This is perhaps another questionable move. Instead of working reasonably well-developed cottages, Gondar is running 6 scientists. That means that despite researching at 0%, Rep-boosted specialists will finish Machinery in 6 turns.




This screenshot is to show the Caste-GA workshops. Normally they'd give 1:food: 1:hammers:, but here they perform like green hills. After the GA they'll be back to useless filth, but for the time being they are worth working, particularly as hammers isn't that easy to come by at this stage. I thought this was a pretty neet move, but maybe the experts disagree :)




This was a little frustrating. I planned to settle on the tile the settler occupies right now, but NE of the copper is a Zulu settler, which settled where he is in between turns. Therefore I settle on the riverside green hill 2W of the sugar instead, with the intention of trying to grab that copper tile. Culture pressure works better in straight lines. Another riverside city doesn't hurt either, and it can borrow the pig from further west.


Mansa Musa request



Finally the reward for not killing off Mansa 1000 years ago :) I gave him Civil Service for Feudalism this turn, and he instantly wanted to peace vassal. I "only" have 1.43 his power, but it was enough. First, however, I needed to bribe Shaka off Mansa (or the other way around, I forget), so there wouldn't be an auto-war on Shaka. Neither had got anywhere for some time, but they were still at war.

Since Peter still isn't keen on trading away Philo, I set Mansa to work on that. I need it for Lib, and Pacifism is of course great to have for later Golden Ages.


20 cities and counting

We found two cities this turn, in 520AD, and are up to 20. One more settler is en route to a spot, and 3 more are queued up.



Oxford finally queued up in the capital. Due to low resolution for taking these screenshots, all 20 cities don't show, but the 7 newest cities are still busy with a granary, so not very interesting viewing. We're in the process of generating some failgold from Marble-Wonders, although I want to complete the Great Library and Hagia Sophia.




Elsewhere, Mansa's newest city is in serious culture problems. We have 90% culture on the city tile, so that city can't possibly last very long.

Also worth pointing out that we got a Great Prophet from 50/50 Great Engineer chances in capital Aksum. A GE would have been good already for Mining purposes, but a GProphet is actually more useful in the here and now, and I send him towards New York to Shrine Confucianism. Would like to spread it to more of our cities, and since both Shaka and Mansa are Confucian too, they will hopefully spread it in theirs.


Shrine



The Great Prophet arrives in New York and builds the Confucian Shrine there. It only yields +7 :gold: for the time being, but that will increase. Assuming the Great People fall in place, this will later become the Wall Street and Corporations HQ city.




Another annoying barb city spawned at the edge of the map, and it naturally needs to die. I want to settle the city elsewhere, to grab pig and silver.


End of the Golden Age

All good things come to an end, including Golden Ages in Civ 4.

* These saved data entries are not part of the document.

PR #24672, opened 2019-11-06
Print an error if Glutin port needs to manage a new tab

paulrouget:
When a tab needs to be created because the user clicks on a link with a `target=…` attribute, the Glutin port just ignores it, creating weird behaviors.

We should at least print an error.


CYBAI:
@bors-servo retry

- #23290

PR #24677, opened 2019-11-06
Ensure all iframes are sized correctly at creation

jdm:
Following in the path of #22395, these commits serve several purposes:
* prevent layout instability early during iframe loads caused by a succession of resize events
* reduce the complexity of determining what actual DPI and initial window size values are being used at startup
* ensure that all documents have a correct initial viewport size at creation

These changes fix problems that were exposed by the changes in #24462 but are independent of that PR.

---

### DIFF
--- a/components/script/dom/htmliframeelement.rs
+++ b/components/script/dom/htmliframeelement.rs
@@ -190,6 +190,7 @@ impl HTMLIFrameElement {
                     load_data: load_data.clone(),
                     old_pipeline_id: old_pipeline_id,
                     sandbox: sandboxed,
+                    window_size,
                 };
                 global_scope
                     .script_to_constellation_chan()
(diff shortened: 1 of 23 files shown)


components/script/dom/htmliframeelement.rs
```diff
@@ -173,6 +172,13 @@ impl HTMLIFrameElement {
             replace: replace,
         };
 
+        let window_size = WindowSizeData {
+            initial_viewport: window
+                .inner_window_dimensions_query(browsing_context_id)
```
jdm: Note: this new query is subtly more correct than the previous use of (effectively) getClientBoundingRect. That query includes the margin/padding/borders that exist on the iframe, so by default that's an extra 2px on every side. The actual viewport for the window should not include these, hence the new layout query.

asajeffrey: +1

asajeffrey (approved):
LGTM

PR #24679, opened 2019-11-07
Run non-macOS tasks on Community-TC for push events

SimonSapin:
These tasks will run on *both* TC deployments, and with https://github.com/servo/saltfs/pull/983 PRs will not land if *either* deployment has any failure. Note that this does not include WPT, so intermittents should not be an issue.


SimonSapin:
@bors-servo p=1

This is one of several remaining steps that we need to complete before the Saturday Nov. 9 deadline.

jdm (approved):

Don't have Philosophy yet, so Pacifism isn't an option either inside or outside of GAs -- but then I'd want to run OR right now anyway. The only civic change I make at the end of the GA is to change back to Slavery. It means the workshops are temporarily useless, but slavery is very good for getting the newly settled cities up to speed a bit faster.

This is our research when the Golden Age has come to an end, i.e. the turn after it ended, so this is 'natural' research in 660AD.


We're breaking even at only 30% now, so it has dropped from 50% due to the pretty heavy REXing. We're up to 24 cities now, from 13 at 1AD. At 100% research the Empire makes 735 :science:.


- - - - - - - - - - - - - - -​

Any comments or questions?
 
Working Specialists instead of Villages during a GA isn't questionable at all. I'd have even gone further, and would have microed the biggest cities to all work Specialists, to create a bunch of them during the GA and later. I found that strategy when playing Replay #4, it's awesome. Great People are extremely strong, just imagine you could bulb Chemistry to make Workshops good tiles, or if you got a Great Merchant that you can send on a Trade Mission, fueling your deficit research for 1-2 techs. Maybe you want to keep this in mind, having multiple GP-Farms is something good, Great Persons just kick in faster than working Cottages.
 
Working Specialists instead of Villages during a GA isn't questionable at all. I'd have even gone further, and would have microed the biggest cities to all work Specialists, to create a bunch of them during the GA and later. I found that strategy when playing Replay #4, it's awesome. Great People are extremely strong, just imagine you could bulb Chemistry to make Workshops good tiles, or if you got a Great Merchant that you can send on a Trade Mission, fueling your deficit research for 1-2 techs. Maybe you want to keep this in mind, having multiple GP-Farms is something good, Great Persons just kick in faster than working Cottages.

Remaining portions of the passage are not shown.